• _Problem description_:
Beginning with the first line of the data below, set down each line exactly through the line that contains "mpuncel: have you".

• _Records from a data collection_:

========

PR #934, opened 2017-10-09
Env var for restart timeout

rudle:
An internal request for exposing the restart_timeout has prompted this change. The alternative is having the customer parse the manifest (bad) & copy the knowledge of the default timeout (very bad!)

### DIFF
--- a/pkg/pods/pod.go
+++ b/pkg/pods/pod.go
@@ -42,13 +42,14 @@ var (
 )
 
 const (
-	ConfigPathEnvVar         = "CONFIG_PATH"
-	LaunchableIDEnvVar       = "LAUNCHABLE_ID"
-	LaunchableRootEnvVar     = "LAUNCHABLE_ROOT"
-	PodIDEnvVar              = "POD_ID"
-	PodHomeEnvVar            = "POD_HOME"
-	PodUniqueKeyEnvVar       = "POD_UNIQUE_KEY"
-	PlatformConfigPathEnvVar = "PLATFORM_CONFIG_PATH"
+	ConfigPathEnvVar               = "CONFIG_PATH"
+	LaunchableIDEnvVar             = "LAUNCHABLE_ID"
+	LaunchableRootEnvVar           = "LAUNCHABLE_ROOT"
+	PodIDEnvVar                    = "POD_ID"
+	PodHomeEnvVar                  = "POD_HOME"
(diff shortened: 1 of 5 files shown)


pkg/pods/pod.go
```diff
@@ -42,13 +42,14 @@ var (
...
-	PodUniqueKeyEnvVar       = "POD_UNIQUE_KEY"
-	PlatformConfigPathEnvVar = "PLATFORM_CONFIG_PATH"
+	ConfigPathEnvVar               = "CONFIG_PATH"
+	LaunchableIDEnvVar             = "LAUNCHABLE_ID"
+	LaunchableRootEnvVar           = "LAUNCHABLE_ROOT"
+	PodIDEnvVar                    = "POD_ID"
+	PodHomeEnvVar                  = "POD_HOME"
+	PodUniqueKeyEnvVar             = "POD_UNIQUE_KEY"
+	PlatformConfigPathEnvVar       = "PLATFORM_CONFIG_PATH"
+	LaunchableRestartTimeoutEnvVar = "RESTART_TIMOUT"
```
mpuncel: s/TIMOUT/TIMEOUT

pkg/pods/pod.go
```diff
@@ -602,7 +603,11 @@ func (pod *Pod) setupConfig(manifest manifest.Manifest, launchables []launch.Lau
 		if err != nil {
 			return err
 		}
-		err = writeEnvFile(launchable.EnvDir(), "LAUNCHABLE_ROOT", launchable.InstallDir(), uid, gid)
+		err = writeEnvFile(launchable.EnvDir(), LaunchableRootEnvVar, launchable.InstallDir(), uid, gid)
+		if err != nil {
+			return err
+		}
+		err = writeEnvFile(launchable.EnvDir(), LaunchableRestartTimeoutEnvVar, fmt.Sprintf("%s", launchable.GetRestartTimeout()*time.Second), uid, gid)
```
mpuncel: have you checked how this turns into a string? seems like it's already a `time.Duration` so you probably don't need to `*time.Second`

rudle: fair cop. Here's what go thinks: https://play.golang.org/p/wJQzqbhN-T

I like the explicit int64() conversion - WDYT?

rudle:
PTAL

========

• _Result of the task_:
PR #934, opened 2017-10-09
Env var for restart timeout

rudle:
An internal request for exposing the restart_timeout has prompted this change. The alternative is having the customer parse the manifest (bad) & copy the knowledge of the default timeout (very bad!)

### DIFF
--- a/pkg/pods/pod.go
+++ b/pkg/pods/pod.go
@@ -42,13 +42,14 @@ var (
 )
 
 const (
-	ConfigPathEnvVar         = "CONFIG_PATH"
-	LaunchableIDEnvVar       = "LAUNCHABLE_ID"
-	LaunchableRootEnvVar     = "LAUNCHABLE_ROOT"
-	PodIDEnvVar              = "POD_ID"
-	PodHomeEnvVar            = "POD_HOME"
-	PodUniqueKeyEnvVar       = "POD_UNIQUE_KEY"
-	PlatformConfigPathEnvVar = "PLATFORM_CONFIG_PATH"
+	ConfigPathEnvVar               = "CONFIG_PATH"
+	LaunchableIDEnvVar             = "LAUNCHABLE_ID"
+	LaunchableRootEnvVar           = "LAUNCHABLE_ROOT"
+	PodIDEnvVar                    = "POD_ID"
+	PodHomeEnvVar                  = "POD_HOME"
(diff shortened: 1 of 5 files shown)


pkg/pods/pod.go
```diff
@@ -42,13 +42,14 @@ var (
...
-	PodUniqueKeyEnvVar       = "POD_UNIQUE_KEY"
-	PlatformConfigPathEnvVar = "PLATFORM_CONFIG_PATH"
+	ConfigPathEnvVar               = "CONFIG_PATH"
+	LaunchableIDEnvVar             = "LAUNCHABLE_ID"
+	LaunchableRootEnvVar           = "LAUNCHABLE_ROOT"
+	PodIDEnvVar                    = "POD_ID"
+	PodHomeEnvVar                  = "POD_HOME"
+	PodUniqueKeyEnvVar             = "POD_UNIQUE_KEY"
+	PlatformConfigPathEnvVar       = "PLATFORM_CONFIG_PATH"
+	LaunchableRestartTimeoutEnvVar = "RESTART_TIMOUT"
```
mpuncel: s/TIMOUT/TIMEOUT

pkg/pods/pod.go
```diff
@@ -602,7 +603,11 @@ func (pod *Pod) setupConfig(manifest manifest.Manifest, launchables []launch.Lau
 		if err != nil {
 			return err
 		}
-		err = writeEnvFile(launchable.EnvDir(), "LAUNCHABLE_ROOT", launchable.InstallDir(), uid, gid)
+		err = writeEnvFile(launchable.EnvDir(), LaunchableRootEnvVar, launchable.InstallDir(), uid, gid)
+		if err != nil {
+			return err
+		}
+		err = writeEnvFile(launchable.EnvDir(), LaunchableRestartTimeoutEnvVar, fmt.Sprintf("%s", launchable.GetRestartTimeout()*time.Second), uid, gid)
```
mpuncel: have you checked how this turns into a string? seems like it's already a `time.Duration` so you probably don't need to `*time.Second`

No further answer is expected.